Zochodne Douglas W
Hotchkiss Brain Institute and Department of Clinical Neurosciences, University of Calgary , 2500 University Drive NW, Calgary, Alberta T2N 4N1, Canada.
ACS Chem Neurosci. 2014 Aug 20;5(8):618-20. doi: 10.1021/cn500110p. Epub 2014 Jun 5.

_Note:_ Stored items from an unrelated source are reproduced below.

PR #309, opened 2020-11-18
Add GitHub Actions CI workflow

sethaxen:
This PR adds a GitHub Actions for CI. The goal is ultimately to replace Travis, though I recommend keeping both in parallel for a little while until we are sure we are happy with this.

cc @simeonschaub

### DIFF
--- a/.github/workflows/CI.yml
+++ b/.github/workflows/CI.yml
@@ -38,5 +38,5 @@ jobs:
       - uses: julia-actions/julia-buildpkg@v1
       - uses: julia-actions/julia-runtest@v1
       # fixes for coveralls pushed since last release v1.1.1
-      - run: julia --color=yes -e 'using Pkg; Pkg.add("Coverage#master"); using Coverage; Coveralls.submit(process_folder())'
+      - run: julia --color=yes -e 'using Pkg; Pkg.add(name="Coverage", rev="master"); using Coverage; Coveralls.submit(process_folder())'
         shell: bash
--- a/.github/workflows/CI.yml
+++ b/.github/workflows/CI.yml
@@ -19,8 +19,8 @@ jobs:
           - '1'
         os:
           - ubuntu-latest
+          - macOS-latest
           - windows-latest
-          - macos-latest
         arch:
           - x86
           - x64
--- a/.github/workflows/CI.yml
+++ b/.github/workflows/CI.yml
@@ -40,3 +40,5 @@ jobs:
       # fixes for coveralls pushed since last release v1.1.1
       - run: julia --color=yes -e 'using Pkg; Pkg.add(PackageSpec(name="Coverage", rev="master")); using Coverage; Coveralls.submit(process_folder())'
         shell: bash
+        env:
+          COVERALLS_TOKEN: ${{ secrets.COVERALLS_TOKEN }}
--- a/.github/workflows/CI.yml
+++ b/.github/workflows/CI.yml
@@ -37,8 +37,7 @@ jobs:
             ${{ runner.os }}-
       - uses: julia-actions/julia-buildpkg@v1
       - uses: julia-actions/julia-runtest@v1
-      # fixes for coveralls pushed since last release v1.1.1
-      - run: julia --color=yes -e 'using Pkg; Pkg.add(PackageSpec(name="Coverage", rev="master")); using Coverage; Coveralls.submit(process_folder())'
-        shell: bash
-        env:
-          COVERALLS_TOKEN: ${{ secrets.COVERALLS_TOKEN }}
+      - uses: julia-actions/julia-processcoverage@v1
+      - uses: codecov/codecov-action@v1
+        with:
+          file: lcov.info
--- a/.github/workflows/CI.yml
+++ b/.github/workflows/CI.yml
@@ -1,0 +1,40 @@
+name: CI
+on:
+  push:
+    branches: [master]
+    tags: [v*]
+  pull_request:
+
+jobs:
+  test:
+    name: Julia ${{ matrix.version }} - ${{ matrix.os }} - ${{ matrix.arch }}
+    runs-on: ${{ matrix.os }}
+    strategy:
+      fail-fast: false
+      matrix:
+        version:
+          - '1.0'
+          - '1'
+        os:
+          - ubuntu-latest
+        arch:
+          - x64
+    steps:
+      - uses: actions/checkout@v2
+      - uses: julia-actions/setup-julia@v1
+        with:
+          version: ${{ matrix.version }}
+          arch: ${{ matrix.arch }}
+      - uses: actions/cache@v1
+        env:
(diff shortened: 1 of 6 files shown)


sethaxen:
Once everything is working well (including code coverage) for release versions, I'll add another workflow that allows failure for nightly, as well as a badge.

.github/workflows/CI.yml
```diff
@@ -0,0 +1,40 @@
...
+    strategy:
+      fail-fast: false
+      matrix:
+        version:
+          - '1.0'
+          - '1'
+        os:
+          - ubuntu-latest
+        arch:
+          - x64
```
simeonschaub, line 21: Since GH Actions can run a lot more jobs in parallel, I wonder whether it would make sense to test on more platforms. Especially 32-bit could be useful, because `Int`s not always being 64 can sometimes be a bit of a gotcha.

simeonschaub (commented):
Awesome, thanks for doing this! Looks great! What is your plan for nightly tests, do you plan on moving them eventually?

.github/workflows/CI.yml
sethaxen: Certainly, yeah, good idea. Do you think it's worth also testing on MacOS and Windows? Once I have everything working for ubuntu, I can add more to the grid.

simeonschaub: I don't think it would hurt. Since quite a bit of stuff depends on ChainRules nowadays, I think it would be nice to have broad test coverage. I could imagine that some IO functions we mark as `@nondifferentiable`, are defined a bit differently on Windows, so it wouldn't be impossible for there to be issues depending on the OS.

sethaxen:
Coveralls appears to be poorly supported by Coverage outside of Travis. Can we switch to codecov?

oxinabox:
> Coveralls appears to be poorly supported by Coverage outside of Travis. Can we switch to codecov?

Sure, i can never remember which is which.
I know i like one slightly better than the other, but I don't know what it is.

nickrobinson251:
Thanks for this!!

> I recommend keeping both in parallel for a little

👍  

Before we turn off Travis, we need to figure out how to have GA run CI nightly and notify us of failures

i.e. the GA version of the current Travis Cron job and
```
notifications:
  email:
    recipients:
      - nightly-rse@invenia.ca
    on_success: never
    on_failure: always
    if: type = cron
```

sethaxen:
> Before we turn off Travis, we need to figure out how to have GA run CI nightly and notify us of failures
> 
> i.e. the GA version of the current Travis Cron job and

That shouldn't be hard to do. Is the cron job only run on master or also for PRs? Where is the cron job specified?

> ```
> notifications:
>   email:
>     recipients:
>       - nightly-rse@invenia.ca
>     on_success: never
>     on_failure: always
>     if: type = cron
> ```

This is trickier, as GA's notification options are more limited. I'll see if I can figure it out with a 3rd party action.

sethaxen:
> This is trickier, as GA's notification options are more limited. I'll see if I can figure it out with a 3rd party action.

Something like this seems to be the recommended approach: https://github.community/t/no-email-notification-on-schedule-cron-job-failure/119638/2. i.e. create a new e-mail address specifically for e-mailing these notifications, and add its password to secrets. This is really inconvenient.

nickrobinson251:
> Something like this seems to be the recommended approach: ...

Ooof. Thanks for looking into it! Maybe let's leave it for now? ...I wonder if we can just keeping travis for the nightly CI run only? Don't think we need to solve it in this PR. :)

sethaxen:
Okay, this PR is ready for review. A few notes:
- All 32-bit builds fail. This is because the `rrule` test for `logdet` is too stringent. But this is the default for `rrule_test`, which sets `atol` and `rtol` to 1e-9. Should this be relaxed in ChainRulesTestUtils.jl to use something more like the `isapprox` defaults, which account for the precision of the number type?
- Julia nightly versions currently fail due to imprecision of `BLAS.nrm2`
- codecov and coveralls are both set up. But IMO codecov is nicer with github actions, since it automatically combines the code coverage into one metric instead of giving one for every job. Potentially we could completely drop coveralls for github actions, just using it for Travis.
- Julia nightly versions currently do not contribute to code coverage.

oxinabox:
@mattBrzezinski  can i leave it to you to see this merged?
You know GitHub Actions better

.github/workflows/JuliaNightly.yml
```diff
@@ -0,0 +1,48 @@
+# CI for Julia nightly, separate workflow to avoid failing CI badge on nightly fail
+name: JuliaNightly
+on:
+  push:
+    branches: [master]
+    tags: [v*]
+  pull_request:
+  schedule:
+    - cron: "0 0 * * *"
```
mattBrzezinski, line 9: Only comment is maybe include what this cron translates to.

mattBrzezinski (approved):

mattBrzezinski:
The changes make sense, not sure how the owners want to handle the failures of the builds.

sethaxen:
There are two different failures:
- `logdet`/`logabsdet` tests: the result looks right, but perhaps it's hard for FiniteDifferences to get high precision consistently for those rules, so I propose to slightly increase the tolerance for those tests
- `logabsgamma` test: this failure seems to have been introduced in https://github.com/JuliaDiff/FiniteDifferences.jl/pull/115. The offending line is https://github.com/JuliaDiff/ChainRules.jl/blob/4274352c53bd885d9c2d053223656d9286bec724/test/rulesets/packages/SpecialFunctions.jl#L53
```julia
julia> Δz = Composite{Tuple{Float64, DoesNotExist}}(1.0, Zero())
Composite{Tuple{Float64, DoesNotExist}}(1.0, Zero())
FiniteDifferences v0.11.3 changed how `to_vec` processes this differential, which causes the failure:
julia> to_vec(Δz)[1] # v0.11.2
2-element Vector{Float64}:
 -0.06132606674859018
  0.0

julia> to_vec(Δz)[1] # v0.11.3
1-element Vector{Float64}:
 -0.06132606674859018
```
@willtebbutt can you comment on whether this is an FD bug or whether we need to use a different differential for the test here?

oxinabox:
> logdet/logabsdet tests: the result looks right, but perhaps it's hard for FiniteDifferences to get high precision consistently for those rules, so I propose to slightly increase the tolerance for those tests

Possibly we need to use a matrix with larger values to avoid issues near zero?
But yes, fine to increase atol and rtol, there is an argument for it to pass in to the testers

willtebbutt:
> @willtebbutt can you comment on whether this is an FD bug or whether we need to use a different differential for the test here?

The reported new behaviour is correct -- the previous behaviour was incorrect (`to_vec(::Zero)` should be an empty vector).

Since we're still treating `Integer`s as differentiable things with `to_vec(1) = [1]`, you should replace `Zero()` with `randn()` I think.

Neurons choose growth pathways with half hearted reluctance, behavior that may be appropriate to maintain fixed long lasting connections but not to regenerate them. We now recognize that intrinsic brakes on regrowth are widely expressed in these hesitant neurons and include classical tumor suppressor molecules. Here, we review how two brakes, PTEN (phosphatase and tensin homolog deleted on chromosome 10) and retinoblastoma emerge as new and exciting knockdown targets to enhance neuron plasticity and improve outcome from damage or disease.
神经元选择生长路径时犹豫不决,这种行为或许适合维持固定的长期连接,但不适合再生这些连接。我们现在认识到,在这些迟疑的神经元中广泛表达着对再生的内在抑制因素,其中包括经典的肿瘤抑制分子。在此,我们综述了两种抑制因素——第10号染色体缺失的磷酸酶和张力蛋白同源物(PTEN)以及视网膜母细胞瘤蛋白——如何成为增强神经元可塑性、改善损伤或疾病预后的新的且令人振奋的基因敲低靶点。